>>>

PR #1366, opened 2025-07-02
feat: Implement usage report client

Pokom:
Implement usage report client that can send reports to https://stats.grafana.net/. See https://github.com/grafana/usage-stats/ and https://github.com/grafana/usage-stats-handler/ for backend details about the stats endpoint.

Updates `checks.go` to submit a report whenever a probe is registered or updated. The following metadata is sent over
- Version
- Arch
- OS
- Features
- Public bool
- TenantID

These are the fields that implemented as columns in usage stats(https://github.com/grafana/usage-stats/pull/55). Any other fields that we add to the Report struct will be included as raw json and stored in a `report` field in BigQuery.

<<<
>>>

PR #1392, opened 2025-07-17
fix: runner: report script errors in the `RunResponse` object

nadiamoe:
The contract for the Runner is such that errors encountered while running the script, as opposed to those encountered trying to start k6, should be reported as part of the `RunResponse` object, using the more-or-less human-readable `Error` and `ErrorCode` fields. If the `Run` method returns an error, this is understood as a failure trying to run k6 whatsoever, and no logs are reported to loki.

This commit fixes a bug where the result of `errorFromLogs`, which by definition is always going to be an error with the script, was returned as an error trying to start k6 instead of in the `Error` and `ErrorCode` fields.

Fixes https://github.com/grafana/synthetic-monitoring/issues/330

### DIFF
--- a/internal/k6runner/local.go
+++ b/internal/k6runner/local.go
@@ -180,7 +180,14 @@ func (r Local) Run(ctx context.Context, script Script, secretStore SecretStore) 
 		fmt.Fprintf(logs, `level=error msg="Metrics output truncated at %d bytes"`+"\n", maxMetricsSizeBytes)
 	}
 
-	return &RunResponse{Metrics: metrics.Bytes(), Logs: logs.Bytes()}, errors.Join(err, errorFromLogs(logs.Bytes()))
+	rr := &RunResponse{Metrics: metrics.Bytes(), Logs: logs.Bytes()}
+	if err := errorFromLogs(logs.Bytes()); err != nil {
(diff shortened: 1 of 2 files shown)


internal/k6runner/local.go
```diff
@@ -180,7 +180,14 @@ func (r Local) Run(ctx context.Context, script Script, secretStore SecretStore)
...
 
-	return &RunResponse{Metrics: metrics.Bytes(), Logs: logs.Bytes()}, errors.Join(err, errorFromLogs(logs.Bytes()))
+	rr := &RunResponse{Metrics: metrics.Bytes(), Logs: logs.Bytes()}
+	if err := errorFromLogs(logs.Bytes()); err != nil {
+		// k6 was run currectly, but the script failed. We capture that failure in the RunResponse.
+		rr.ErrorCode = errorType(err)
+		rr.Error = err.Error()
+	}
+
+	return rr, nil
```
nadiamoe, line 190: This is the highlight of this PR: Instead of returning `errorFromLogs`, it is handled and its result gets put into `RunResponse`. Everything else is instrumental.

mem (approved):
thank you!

<<<
>>>

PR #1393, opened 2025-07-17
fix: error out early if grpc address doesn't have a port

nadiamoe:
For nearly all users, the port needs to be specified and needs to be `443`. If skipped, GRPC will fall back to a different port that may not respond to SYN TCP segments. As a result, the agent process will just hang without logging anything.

<<<

Exercise directions: Above is a listing; print exactly its lines from the one with "PR #1366, opened 2025-07-02" through the one with "Implement usage report client that", and no other lines.

Your response:
PR #1366, opened 2025-07-02
feat: Implement usage report client

Pokom:
Implement usage report client that can send reports to https://stats.grafana.net/. See https://github.com/grafana/usage-stats/ and https://github.com/grafana/usage-stats-handler/ for backend details about the stats endpoint.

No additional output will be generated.